Josie Ozaeta smushed her lips against the face of her older sister Hailee, landing loud kisses on her cheek, while Hailee groaned.

“Wet kisses,” Hailee, 10, said, as she pulled her head out of Josie’s grasp.

The exchange seems like a typical one between siblings, but Hailee was more amused than annoyed during the exchange. Their mother told Hailee, “She’s making up for all the times she couldn’t kiss you.”

In March 2018, when Hailee was 8, she was diagnosed with acute lymphoblastic leukemia, a type of cancer of the blood and bone marrow that affects white blood cells.

“I felt very sick. I felt weak,” Hailee said. “I felt like a weight on me. I would get a lot of headaches.”

Her mother, Sandra Ozaeta, told ABC-7 that when doctors confirmed Hailee’s diagnosis, she didn’t tell her daughter.

“How do you tell your 8-year-old that she has cancer?” Sandra said.

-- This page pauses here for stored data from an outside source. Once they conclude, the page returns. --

PR #5635, opened 2017-12-27
Update getting started guide with retry-loop and short explanation

### LINKED ISSUE #5631: Update Redis example to fix possible race condition
See https://github.com/docker/docker.github.io/pull/5602#issuecomment-354110949

@shin- you were nominated by @thaJeztah as someone who might be able to update this example.

shin-:
### Proposed changes

Added basic (unoptimized) retry loop to redis request in getting started guide, and a short insert explaining why it is useful.

### Related issues (optional)

Fixes #5631

### DIFF
--- a/compose/gettingstarted.md
+++ b/compose/gettingstarted.md
@@ -26,21 +26,50 @@ Define the application dependencies.
 
 2.  Create a file called `app.py` in your project directory and paste this in:
 
+        import time
+
+        import redis
         from flask import Flask
-        from redis import Redis
+
 
         app = Flask(__name__)
-        redis = Redis(host='redis', port=6379)
+        cache = redis.Redis(host='redis', port=6379)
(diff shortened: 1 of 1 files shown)


shin-:
There's a few things I don't mention for the sake of brevity:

But Hailee told ABC-7 that she learned anyway, through dreams based in her faith.

“There was this dark tunnel and I was walking to it,” Hailee said. “And there was this big light at the end. I see the Virgin Mary and she is in a burgundy thing with green, with her hands like this,” she said, gesturing with her palms up in her lap. “She didn’t use the word ‘cancer,’ but something told me in my heart that I had it,” Hailee said. “She was just telling me how I had to keep strong.”

“I wasn’t scared, I wasn’t crying, I wasn’t anything,” she added. “I just felt peaceful, and I knew that I was going to be OK. I just had that faith in me.”

Hailee said she did keep strong through chemotherapy and hair loss, but that kidney failure two months into her intense treatment brought another dream of a heavenly encounter.

“I had another dream,” Hailee told ABC-7. “There was God, but he was a figure of light.”​​​​​​​

She described seeing stairs blanketed with clouds and eating at a banquet with angels.

“We all ate tamales and Takis,” she said, laughing.

But then she said the tone of the dream turned more serious.

“This little (angel) broke his wing, and God touched it,” she said. “I was like, ‘What is that supposed to mean?’ And God said, ‘The same thing that I’m going to do to you.’ So he touched my kidneys. And that’s when I woke up.”​​​​​​​

She said that when she awoke, she was able to use the restroom — something that hadn’t been possible for a whole day due to her kidney failure.

In June 2018, her scans came back clean. She was cancer-free.

That summer, she attended a weeklong camp organized by Candlelighters of El Paso for kids who are battling or who overcame cancer.

“That was her first step out of the hospital,” Sandra said. “She was able to be a kid for a whole week.”​​​​​​​

When Hailee talked about camp, her face lit up. “My favorite thing was at the end — the dance. It was really fun this year,” she said while laughing.

With a year left of treatment, the fifth grader is dreaming of her future.

“I want to work at the children’s hospital for kids that have cancer,” Hailee said. “Now that I’ve been through this, I want to help other kids and tell my story to them and tell them that everything’s going to be OK.”​​​​​​​

Candlelighters of El Paso supports families who are fighting childhood cancer. In honor of Childhood Cancer Awareness Month, Candlelighters is hosting the Walk of Hope for families of fighters, survivors, and those who who lost their battle with cancer.

The walk on Sept. 28 at Ascarate Lake is free to participate and is open to everyone.